● Work order
Looking at the data below, how many lines include the word "step"? Respond with the number only.

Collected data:
PR #1460, opened 2022-01-25
Support CloudEvent optional and extension attributes: first step

CrazyHZM:
# Description
https://github.com/dapr/dapr/issues/3991 First step：
Modify the Envelope method to support attributes. The time, dataschema, and subject in the CloudEvent spec are all placed in attributes.

Flollow https://github.com/dapr/components-contrib/pull/1369： Fix DCO

## Issue reference

## Checklist

* [ ] Code compiles correctly
* [ ] Created/updated tests


yaron2:
cc @artursouza

daixiang0:
@CrazyHZM ping

berndverst:
@CrazyHZM I am currently exploring this from a different perspective:

I want to maintain additional optional cloud event fields. The Cloud Events SDKs turn these optional fields into HTTP headers (or gRPC metadata).

The problem is that the Dapr PubSub implementations do not store these headers anywhere. So every Dapr Pubsub implementation needs to be updated to store this data somewhere.

We can either do this in the runtime:

```
type CompleteEvent struct {
  event cloudevent
  headers map[string]string
}
```

this could be serialized to bytes and then used as the `data` value that is stored in all the pubsub implementations.

An alternative approach is for each PubSub implementation to handle storing of the custom attributes / metadata separately.

In the subscribe function however we would need to take this event and separate the headers from the cloud event again (or retrieve the metadata attributes manually), then in the Dapr API we need to return the additional attributes via headers or gRPC metadata. For example the Cloud Events Python SDK wouldn't deserialize custom cloud events attributes natively and hence we must read this via the headers / gRPC metadata.

CrazyHZM:
> @CrazyHZM I am currently exploring this from a different perspective:
> 
> I want to maintain additional optional cloud event fields. The Cloud Events SDKs turn these optional fields into HTTP headers (or gRPC metadata).
> 
> The problem is that the Dapr PubSub implementations do not store these headers anywhere. So every Dapr Pubsub implementation needs to be updated to store this data somewhere.
> 
> We can either do this in the runtime:
> 
> ```
> type CompleteEvent struct {
>   event cloudevent
>   headers map[string]string
> }
> ```
> 
> this could be serialized to bytes and then used as the `data` value that is stored in all the pubsub implementations.
> 
> An alternative approach is for each PubSub implementation to handle storing of the custom attributes / metadata separately.
> 
> In the subscribe function however we would need to take this event and separate the headers from the cloud event again (or retrieve the metadata attributes manually), then in the Dapr API we need to return the additional attributes via headers or gRPC metadata. For example the Cloud Events Python SDK wouldn't deserialize custom cloud events attributes natively and hence we must read this via the headers / gRPC metadata.

I‘m so sorry for replying so late, I think the first way is good with limited headers. I've been busy with other things recently. If you want, you can lead this issue, and I can participate in the discussion from the side.

berndverst:
> > @CrazyHZM I am currently exploring this from a different perspective:
> > I want to maintain additional optional cloud event fields. The Cloud Events SDKs turn these optional fields into HTTP headers (or gRPC metadata).
> > The problem is that the Dapr PubSub implementations do not store these headers anywhere. So every Dapr Pubsub implementation needs to be updated to store this data somewhere.
> > We can either do this in the runtime:
> > ```
> > type CompleteEvent struct {
> >   event cloudevent
> >   headers map[string]string
> > }
> > ```
> > 
> > 
> >     
> >       
> >     
> > 
> >       
> >     
> > 
> >     
> >   
> > this could be serialized to bytes and then used as the `data` value that is stored in all the pubsub implementations.
> > An alternative approach is for each PubSub implementation to handle storing of the custom attributes / metadata separately.
> > In the subscribe function however we would need to take this event and separate the headers from the cloud event again (or retrieve the metadata attributes manually), then in the Dapr API we need to return the additional attributes via headers or gRPC metadata. For example the Cloud Events Python SDK wouldn't deserialize custom cloud events attributes natively and hence we must read this via the headers / gRPC metadata.
> 
> I‘m so sorry for replying so late, I think the first way is good with limited headers. I've been busy with other things recently. If you want, you can lead this issue, and I can participate in the discussion from the side. @berndverst

Sounds good @CrazyHZM. I have a draft PR here -- https://github.com/dapr/dapr/pull/4873

Essentially all values that aren't well known cloud event attributes will be maintained as Attributes (which maps to Cloud Event Extensions). In the SDKs we need to map Attributes from the proto to the Extensions attribute of the CloudEvent SDK -- I have a draft for the Python SDK for this also. It's very straightforward.

I think this will be easiest way to handle this.

I tried to follow the Cloud Event spec as closely as possible.

berndverst:
I will close this PR for now because I think the work actually needs to be done in dapr/dapr anyway and my PR will likely accomplish this goal. Feel free to comment on that PR instead.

● Response
2